--- DATA FOR PROCESSING ---
= = =
PR #601, opened 2022-10-14
Anti-aliased wide line rendering shader and related MeshTools

mosra:
TODOs left:

- [x] Create a MeshTools utility that converts an arbitrary Lines / LineLoop MeshData to a list of quads to be fed to the shader, flexible enough to support (packed) vertex colors, object ID, line distance attributes as well
  - [x] Test -- have an internal variant that produces a MeshData and verify sanity on that mainly, rendering tests just to be sure all attributes are correctly bound
  - [x] Document
  - [x] ~~Add an option to figure out joins from the index buffer for `Lines` inputs (by default those are treated as separate segments), it should somehow check that a point is always a part of two segments at most, not more~~ postponed
    - [x] Conversely, if the `Lines` input is just segments alone, ~~the prev/next attributes could alias the position as they're not used/needed at all~~ not really but yes, there's a similar optimization -- postponed
      - [x] ~~Maybe even add an option to the shader for this, to treat everything as standalone segments to speed up?~~ postponed
  - [x] Fill the index buffer in a way that makes the configured mesh compatible with regular GL lines (of course with overlapping lines as well as zero-length lines, but that's fine), for a potential opt-in glTF `MAGNUM_wide_lines` extension
    - [x] Add a test for that specificially
  - [x] ~~And a utility that can do this in a streaming way instead of always from scratch (adding line strips, single points, segments...)~~ not critical for MVP, postponed
- [x] Configurable line cap (butt, square, round, triangle)
- [x] Configurable line join (miter, bevel)
  - [x] ~~Round join and [miter clip join](https://www.w3.org/TR/svg-strokes/#LineJoin) as well, once I figure out the math (hint: vector projection)~~ postponed
- [x] Configurable line join angle at which it flips from a miter to a bevel
  - [x] Rework the calculation to avoid overlapping geometry if possible by adding an extra triangle
- [x] Put point categorization bits into a separate attribute that can be an 8-bit integer instead, saving ~10% of the data
- [x] Investigate the overlapping vertex layout to save 66% (?) of the data, at the cost of disjoint lines needing extra dummy vertices
  - [x] Investigate shared bevel points on inner edge / miter points on outer edge to save another ~25% / ~33% of the rest 
    - [x] ~~Needs extra effort to calculate proper edge factors in the shared vertices~~ postponed
  - [x] ~~Investigate quad instancing to save 84% (?) of the data~~ not worth, as I'd need five attributes instead of four (first line point, second line point, two neighbors and categorization bits for all four), for which there isn't much binding slot space left, and the vertex shader would have to be significantly rewritten 
- [x] Add regression test cases for the remaining (literal) corner cases / artifacts
  - [x] Fix when line gets thinner at certain acute joint angles -- seems to be solved now (doesn't manifest in the demo anymore), there was a case where some of the calculations weren't done in screen space which was the cause of this
  - [x] ~~Fix smoothing factor calculation for long bevel joints -- needs to pass an extra attribute from the VS containing the bevel edge length, which gets combined with the edge distance and endpoint distances~~ postponed
  - [x] ~~Fix if a join next to the line cap extends beyond the center point of the line, the round cap looks wrong -- the point needs to remember not just whether the point itself is a cap, but also if the other segment point is a cap and act accordingly~~ postponed
  - [x] ~~Fix various nasty corner cases when a line join has endpoints too close to the other line~~ postponed
  - [x] ~~Fix the case where two joined line segments overlapping each other *exactly* disappear in the output -- some NaN or infinity causing issues probably, might be the same fix as for the above~~
- [x] Test & document behavior with zero-length line segments
  - [x] ~~Probably would cause issues when a part of a line strip, investigate~~ postponed
- [x] Android WebGL browser shows a strange extra artifact in the demo -- not anymore
- [x] Expand to 3D
  - [x] use `noperspective` to avoid artifacts, add a `/gl_Position.w` fallback on platforms that don't have it
    - [x] ~~backport the same thing to `MeshVisualizer` so it looks always the same independently of `GL_NV_shader_noperspective_interpolation` being present on ES~~ postponed
  - [x] Test depth handling (render together with Phong)
    - [x] ~~Fix to be more precise with wider lines (it needs to extend the caps/joins including depth, not just screen-space)~~ postponed
- [x] Vertex colors
- [x] Object ID output
- [x] Instancing
- [x] UBO support
  - [x] Multidraw support
- [x] Manually CSE the shader code
  - [x] Clean up the messy code in `*.frag`
- [x] ~~ES2/WebGL1 support? Would need a manual `gl_VertexID` input, should I still bother?~~ Not bothering with this anymore, I didn't bother with ES2 for skinning either and neither I will for PBR shaders.
- [x] Documentation
  - [x] ~~Credit https://twitter.com/hypersomniac_/status/1575776294096490496~~ will do once I actually use the overlapping layout
- [x] Explicitly verify the shader on a bunch of WebGL and GLES implementations, in addition to the CI jobs

A gradually-updated demo is at https://tmp.magnum.graphics/line-playground/

line-playground


mosra:
This branch got to a practically usable state now, so I'm merging it to unblock people waiting on it being mainlined:

- [Extensive documentation of `Shader::LineGL`](https://doc.magnum.graphics/magnum/classMagnum_1_1Shaders_1_1LineGL.html)
- [Documentation of the `MeshTools::compileLines()` utility](https://doc.magnum.graphics/magnum/namespaceMagnum_1_1MeshTools.html#afdd01db68b89b3149f0a72817564adb5)

TODOs from the above list that are marked as "postponed" are tracked in the projects view, and will be worked on them directly on the `master` branch. While there are known artifacts, they're only significant in really specific corner cases and shouldn't affect practical use too much, nevertheless I'll be fixing them. As well as implementing the more efficient mesh data layout (as documented) and support for stippling and textures.

PR #603, opened 2022-10-23
Platform: use const argv in Sdl2Application

sthalik:


mosra:
Same as before -- to save us both time, next time you need a certain change, *please* ask first and describe your use case. You're on Gitter already anyway, so just post a question there. Magnum is not the type of a project where I just merge any description-less PR that gets opened, and if things are done in a certain way, in most cases there's a reason why, and every change requires backwards compatibility considerations to avoid breaking dozens of existing projects.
= = =
--- TASK DESCRIPTION ---
Whenever a line of the material holds the word "instead", copy it out.

--- SOLUTION TO THE PROBLEM ---
  - [x] ~~And a utility that can do this in a streaming way instead of always from scratch (adding line strips, single points, segments...)~~ not critical for MVP, postponed
- [x] Put point categorization bits into a separate attribute that can be an 8-bit integer instead, saving ~10% of the data
  - [x] ~~Investigate quad instancing to save 84% (?) of the data~~ not worth, as I'd need five attributes instead of four (first line point, second line point, two neighbors and categorization bits for all four), for which there isn't much binding slot space left, and the vertex shader would have to be significantly rewritten 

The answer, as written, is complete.